339 forum posts
There was a lovely theory...
The plants each wanted to grow higher and reach above the canopy to soak up the sun. Tricky because they were all a bit floppy until one of them invented lignin and suddenly the sky was the limit.
Unfortunately the bacteria and fungi that ate dead trees did not know how to digest lignin so the dead trees piled up and then got buried eventually becoming great seams of coal, taking most of the atmospheric carbon with them.
Now the bacteria and fungi have gotten their acts together we neeed to release that carbon back in to the atmosphere, restoring the natural levels in which the plants evolved and adapted to.
|duncan webster||01/03/2020 11:43:13|
2527 forum posts
I'd love to see the energy balance for kiln dried firewood. How much of the dried stuff that comes out do you then have to feed back in to dry the next load. Surely just keeping it under cover for a couple of years would make more sense? Of course you'd then have to work out how many acres of under cover storage we needed, and what the carbon footprint of building it was. I've seen some really impressive large span wooden structures, they should have a fairly low footprint, just no concrete floors.

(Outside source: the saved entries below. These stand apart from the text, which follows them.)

PR #475, opened 2022-12-05
adaptor for polytrade yield :tada:

rohitpoly:


slasher125:
hi and ty for adding. a few things:
- please make use of on chain calls/subgraphs cause we are moving away from centralised api (see data sources in readme)
- are u guys listed on the main tvl dashboard yet?
- its generally advised to use apyBase and or apyReward instead of the high level apy field (we calculate the sum server side) so a user knows where the apy is coming from

karthik-polytrade:
@slasher125 Thanks for suggestions.

- Will go with this for now and will change to direct calls later. 
- We are live on mainnet, But we are not listed in defillama. 
- We have different calculation for the apy. So, that's the reason we gave totalApy and totalTvl.

slasher125:
you need to be listed on the tvl page first before listing on yields

rohitpoly:
@slasher125 how do I do that? Couldn't find anything to guide me.

slasher125:
https://github.com/DefiLlama/DefiLlama-Adapters#defillama-adapters

PR #510, opened 2022-12-22
Yield server for polytrade

rohitpoly:


src/adaptors/polytrade/index.js
```diff
@@ -0,0 +1,81 @@
...
+const { ethers } = require('ethers');
+const axios = require('axios');
+
+const getTokenPrice = async (token, exchangeTo, amount) => {
+ const { data } = await axios.get(`https://min-api.cryptocompare.com/data/price?fsym=${token}&tsyms=${exchangeTo}`);
+ const unitPrice = Object.values(data)[0];
+ return amount * Number(unitPrice);
+}
+
+const formatUnits = (amount, decimals) => Number(ethers.utils.formatUnits(amount, decimals));
```
karthik-polytrade, line 11: Add comments

src/adaptors/polytrade/index.js
```diff
@@ -0,0 +1,81 @@
...
+    chain,
+  });
+
+  const tokenPrice = await getTokenPrice(
+    "TRADE",
+    "USD",
+    formatUnits(tradeReward, '3'),
+  );
+
+const totalAPY = formatUnits(stableReward, '2') + tokenPrice;
```
karthik-polytrade, line 56: you can explain as a comment why we are adding.

src/adaptors/polytrade/index.js
```diff
@@ -0,0 +1,86 @@
...
+  const TRADE_REWARD = '0x64f33da516bf8289cf2f607aa357285753d6f039';
+  const STABLE_REWARD = '0x352A424Caf2aB698570b1E9a273209b5A0fF52BD';
+  const chain = 'polygon';
+  const abis = {
+    strategy: {"inputs":[],"name":"strategy","outputs":[{"internalType":"contract IStrategy","name":"","type":"address"}],"stateMutability":"view","type":"function"},
+    getReward: {"inputs":[],"name":"getReward","outputs":[{"internalType":"uint16","name":"","type":"uint16"}],"stateMutability":"view","type":"function"},
+    getBalance: {"inputs":[],"name":"getBalance","outputs":[{"internalType":"uint256","name":"","type":"uint256"}],"stateMutability":"view","type":"function"},
+  };
+
+  const strategy = await sdk.api2.abi.call({
```
slasher125: not sure where u have seen`api2`, that doesn't exist. needs to be `api`

slasher125: strategy here returns `{ output: '0xfE624A12b1732d19680A7a2a2efBe21f1C0F3F19' }`

u need to call `.output` on sdk calls

src/adaptors/polytrade/index.js
```diff
@@ -0,0 +1,86 @@
...
+    target: LENDER_POOL_CONTRACT,
+    abi: abis.strategy,
+    chain,
+  });
+
+  const tvl = await sdk.api2.abi.call({
+    target: strategy,
```
slasher125: eg, here this will break cause needs to be strategy.output

src/adaptors/polytrade/index.js
```diff
@@ -0,0 +1,86 @@
...
+    abi: abis.getBalance,
+    chain
+  })
+
+  // Total liquidity in pool
+  const totalTVL = formatUnits(tvl, '6');
+
+  // Get rewards in TRADE token
+  const tradeReward = await sdk.api2.abi.call({
```
slasher125: same here, u need to call output (and on all other sdk calls too).

src/adaptors/polytrade/index.js
rohitpoly: @slasher125 I was saw `api2` in adaptor pr raise for TVL dashboard listing. I also saw the `.api.` and identified .output to the distinguishing factor

PR #519, opened 2023-01-03
Update BarnBridge contracts, subgraph and add Arbitrum

albertoramires:
* Update to the new versions of both the BarnBridge contracts and subgraphs.
* Added the Arbitrum chain.


albertoramires:
@slasher125 Sorry to bother you, but any idea why this is failing? Doesn't look like it's related to the changes I made in the PR, tests all pass locally, but I could be wrong. 🤔

PR #535, opened 2023-01-13
Add FiRM protocol

webmass:
Related to:
https://github.com/DefiLlama/DefiLlama-Adapters/pull/5045
https://github.com/DefiLlama/defillama-server/pull/1905

Adds FiRM's markets

I added a new attribute regarding lending: `isFixedBorrowRate`, hopefully we can then use this later on in the frontend to filter by "fixed-rate only", in the borrow aggregator for example, let me know what you think, the attribute name can be different ofc.

Code is using `queryFilter` which requires a provider supporting past events like alchemy, I didn't see a way to customize the provider in the env files, for my local tests I used a custom `AlchemyProvider` instead of the`providers.ethereum` you can see in the PR.

### DIFF
--- a/src/adaptors/inverse-finance-firm/abi.ts
+++ b/src/adaptors/inverse-finance-firm/abi.ts
@@ -1,0 +1,79 @@
+module.exports = {
+  "balance": {
+    "inputs": [
+    ],
+    "name": "balance",
+    "outputs": [
+      {
+        "internalType": "uint256",
+        "name": "",
+        "type": "uint256"
+      }
+    ],
+    "stateMutability": "view",
+    "type": "function"
+  },
+  "totalDebt": {
+    "inputs": [
+    ],
+    "name": "totalDebt",
+    "outputs": [
+      {
+        "internalType": "uint256",
+        "name": "",
+        "type": "uint256"
+      }
+    ],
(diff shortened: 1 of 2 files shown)


slasher125:
hi sir. 
- going to use a key of ours regarding the provider. so don't worry about that.
- a few smol things i'd change given u are a cdp:
```
1. add `mintedCoin` field and set it to "DOLA"
2. in case of cdp, tvlUsd = totalSupply
3. u can remove the reward related fields, apyReward, apyRewardBorrow and rewardToken
4. for cdp's, we require a debtCeilingUsd field indicating the maximum DOLA which can be minted (this is what we'll use as available liquidity on the UI)
5. lets remove the suggested field (cause it won't work on the server given its not defined in the db schema etc.); we gonna start with the meta tag you have already provided
```
lmk if unclear :)

webmass:
Hi,
Thanks for the review!
Sounds good I'll make the changes.

For item 5) I'll remove it for now but let me know if I can contribute (server/frontend repos etc) to make it happen, we'd really like to have this field and the ability to filter because otherwise it's very hard to appear in results in the borrow aggregator.

webmass:
feedbacks from review applied

PR #617, opened 2023-02-27
fix:rename bifrost liquid staking

killbond007:


slasher125:
henlo, pls revert the change on `pool` values, these shouldn't be updated cause it requires some additional work on the db side. ty

killbond007:
> henlo, pls revert the change on `pool` values, these shouldn't be updated cause it requires some additional work on the db side. ty

ok，for biforst Protocol DefiLlama page: https://defillama.com/protocol/bifrost-liquid-staking

PR #671, opened 2023-03-29
Added Goledo

0xn1c0:
Added Goledo Protocol to DeFiLlama Yields Dashboard. Goledo is a lending /borrowing protocol that runs on Conflux eSpace.


slasher125:
no idea why the test didn't run but checked locally and adapter looks ok

PR #682, opened 2023-04-05
Update BarnBridge adapter

albertoramires:
Update BB adapter to use the current contracts and subgraphs.


albertoramires:
@slasher125 Sorry to bother you, but any idea why this is failing? Doesn't look like it's related to the changes I made in the PR, tests all pass locally, but I could be wrong. 🤔

slasher125:
tested locally, ran fine for me too

PR #1147, opened 2024-06-12
[WebApp] EarningMachineList - added

vitto-moz:
https://www.notion.so/saladtech/Add-different-colors-checkboxes-for-ID-s-629a4e8147cb49fe8b2fa3c841bb5765?pvs=4
image

### DIFF
--- a/packages/web-app/src/components/Checkbox.tsx
+++ b/packages/web-app/src/components/Checkbox.tsx
@@ -87,6 +87,7 @@ interface Props extends WithStyles<typeof styles> {
   textClassName?: string
   className?: string
   onClick?: (newState: boolean) => void
+  checkedColor?: string
   dark?: boolean
 }
 
@@ -100,8 +101,19 @@ class _Checkbox extends Component<Props> {
   }
 
   public override render(): ReactNode {
-    const { textClassName, disabled, hideCheckbox, className, text, textElement, errorText, checked, dark, classes } =
-      this.props
+    const {
+      textClassName,
+      disabled,
+      hideCheckbox,
+      className,
+      text,
+      textElement,
+      errorText,
+      checked,
+      dark,
+      checkedColor,
+      classes,
+    } = this.props
 
     const hasTextElement = textElement !== undefined
     return (
@@ -116,6 +128,7 @@ class _Checkbox extends Component<Props> {
         >
           {!hideCheckbox && (
             <div
+              style={checked ? { backgroundColor: checkedColor } : undefined}
               className={classnames(classes.checkBox, { [classes.textElementEnabled]: hasTextElement })}
               onClick={this.handleClick}
             >
--- a/packages/web-app/src/modules/earn-views/components/EarningMachineList.tsx
+++ b/packages/web-app/src/modules/earn-views/components/EarningMachineList.tsx
@@ -1,0 +1,93 @@
+import { Text } from '@saladtechnologies/garden-components'
+import type CSS from 'csstype'
+import { useState, type FC } from 'react'
+import Scrollbars from 'react-custom-scrollbars-2'
+import type { WithStyles } from 'react-jss'
+import withStyles from 'react-jss'
+import type { SaladTheme } from '../../../SaladTheme'
+import { Checkbox } from '../../../components'
+
+const styles: (theme: SaladTheme) => Record<string, CSS.Properties> = (theme: SaladTheme) => ({
+  container: {
+    display: 'flex',
+    flexDirection: 'column',
+    position: 'relative',
+    height: '200px',
+    width: '200px',
+    overflow: 'hidden',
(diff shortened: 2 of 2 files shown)


packages/web-app/src/modules/earn-views/components/EarningMachineList.tsx
```diff
@@ -0,0 +1,93 @@
...
+      [machineId]: {
+        ...machineOptions[machineId],
+        isChecked: !machineOptions[machineId]?.isChecked,
+      },
+    } as MachineOptions)
+  }
+
+  return (
+    <div className={classes.container}>
+      <Scrollbars>
```
Maks19, line 77: What do you think about making it more visible with another color?

vitto-moz: look the same as we have requested in the Figma Design file to me. We can discuss this on demo though

packages/web-app/src/modules/earn-views/components/EarningMachineList.tsx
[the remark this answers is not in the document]
vitto-moz: Added 
image

packages/web-app/src/modules/earn-views/components/EarningMachineList.tsx
```diff
@@ -0,0 +1,119 @@
...
+  const totalMachinesAmount = machineOptionsList.length
+  const checkedMachinesAmount = machineOptionsList.filter((machineOption) => machineOption.isChecked).length
+
+  const title = `Machines (${checkedMachinesAmount}/${totalMachinesAmount})`
+
+  return (
+    <div className={classes.container}>
+      <div className={classes.header}>
+        <Text variant="baseM">{title}</Text>
+        <a href="#">
```
Maks19, line 97: You can use SmartLink here

packages/web-app/src/modules/earn-views/components/EarningMachineList.tsx
```diff
@@ -0,0 +1,119 @@
...
+  const [machineOptions, setMachineOptions] = useState<MachineOptions>(mockedMachines)
+
+  const handleMachineOptionClick = (machineId: string) => {
+    setMachineOptions({
+      ...machineOptions,
+      [machineId]: {
+        ...machineOptions[machineId],
+        isChecked: !machineOptions[machineId]?.isChecked,
+      },
+    } as MachineOptions)
```
Maks19, line 84:
```suggestion
    setMachineOptions(prevMachineOptionsState => ({
      ...prevMachineOptionsState,
      [machineId]: {
        ...prevMachineOptionsState[machineId],
        isChecked: !prevMachineOptionsState[machineId]?.isChecked,
      },
    }) as MachineOptions)
```

It makes clear that the new state depends on the previous state.

packages/web-app/src/components/Checkbox.tsx
```diff
@@ -116,6 +128,7 @@ class _Checkbox extends Component<Props> {
         >
           {!hideCheckbox && (
             <div
+              style={checked ? { backgroundColor: checkedColor } : undefined}
```
Maks19, line 131: Why do you need to use style and not className?

packages/web-app/src/modules/earn-views/components/EarningMachineList.tsx
vitto-moz: it's rather better to use callback because of async nature of `useState`: `setMachineOptions`, agree. 
But I think this code will be removed anyway, as we will add handlers and pass the whole state from outside.

packages/web-app/src/components/Checkbox.tsx
vitto-moz: `checkedColor` is a dynamic value, what is your suggestion, could you share the code, please?

Maks19: Add checkBoxClassName property and put it in className

```suggestion
              className={classnames(classes.checkBox, checkBoxClassName, { [classes.textElementEnabled]: hasTextElement })}
```

packages/web-app/src/modules/earn-views/components/EarningMachineList.tsx
vitto-moz: `<SmartLink/>` has additional analytic tracking functionality, do we need it here?

packages/web-app/src/components/Checkbox.tsx
vitto-moz: looks, more complex to me, and requires more code to implement and use

Maks19: Agree with, let's stay with style

Maks19 (approved):

PR #1148, opened 2024-06-13
[WebApp] EarningChart: Earnings Per Machine Switch - added

vitto-moz:
https://www.notion.so/saladtech/Add-Earnings-Per-Machin-toggle-fb3b74100b94456eb547b1cc47473b17?pvs=4

image

### DIFF
--- a/packages/web-app/src/modules/earn-views/components/EarningChart.tsx
+++ b/packages/web-app/src/modules/earn-views/components/EarningChart.tsx
@@ -1,4 +1,4 @@
-import { DefaultTheme as GardenTheme } from '@saladtechnologies/garden-components'
+import { DefaultTheme as GardenTheme, Switch } from '@saladtechnologies/garden-components'
 import classnames from 'classnames'
 import { uniq } from 'lodash'
 import moment from 'moment'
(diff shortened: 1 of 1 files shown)


packages/web-app/src/modules/earn-views/components/EarningChart.tsx
Maks19, line 1: Let's make this component functional if it's possible

Maks19 (approved):

packages/web-app/src/modules/earn-views/components/EarningChart.tsx
```diff
@@ -92,6 +98,9 @@ const styles = (theme: SaladTheme) => ({
   tickMobile: {
     display: 'block',
   },
+  earningPerMachineSwitchWrapper: {
+    marginLeft: 32,
```
Maks19, line 102: Let's decide about approach how we want' to use it 32 or "32px"

vitto-moz: ideally we have to use `CSS.Properties` type, that requires use string format `32px`
```
const styles: (theme: SaladTheme) => Record<string, CSS.Properties> = (theme: SaladTheme) => ({
```
 
 I was not able to apply it here fast, because it required significant refactor of the existing styling due to types discrepancy, so I've decided to just follow the same approach we have in this component.

packages/web-app/src/modules/earn-views/components/EarningChart.tsx
vitto-moz: what the benefit of refactoring this huge component now?

Maks19: Not refactoring it later :)
I propose to make a refactor in Web-App when we need to work with the old component

PR #1159, opened 2024-07-16
[WebApp] disabling Referrals Page based on Support Tool settings - added

vitto-moz:
https://www.notion.so/saladtech/WebApp-When-user-referral-system-off-in-the-web-app-disable-the-Referrals-section-5d8b019e4493457285832f419d8cb28e?pvs=4


Maks19:
I think you should exclude path `/account/referrals` if userReferralsEnabled is false

Maks19:
> I think you should exclude path `/account/referrals` if userReferralsEnabled is false

image

Maks19 (approved):

rners01 (approved):

PR #1164, opened 2024-08-02
[WebApp] Backup Codes Page - added

vitto-moz:
https://www.notion.so/saladtech/FE-Web-app-Generate-recovery-codes-Page-UI-only-0d684e6d67ef42f9817aaea893777514?pvs=4
image


Maks19:
I think we need get rid of empty scrollbars 

image

Maks19 (approved):

PR #1169, opened 2024-08-09
[WebApp] Generate default passkey name

vitto-moz:
https://www.notion.so/saladtech/FE-Add-default-passkey-name-generating-functionality-84f0c3e25da14816aa2dcb69b08ca809?pvs=4


vitto-moz:
should be draft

All this will be killed off by accountants, if there isn't a return in 3 months forget it.
On a second tack, in the village I grew up in there was a sawmill which had a suction gas engine that ran on sawdust. Must have been similar to this https://www.paxmanhistory.org.uk/suctngas.htm but it's a long time ago. You could hear it for at least half a mile!
Edited By duncan webster on 01/03/2020 11:48:05
905 forum posts
I perceive that regulation of kiln dried logs will be overseen by Trading Standards, they seem the logical persons to police sales, with the current level of under provision of manpower in local authority departments I bet that it will be a very low priority and very few transgressors will be held to account.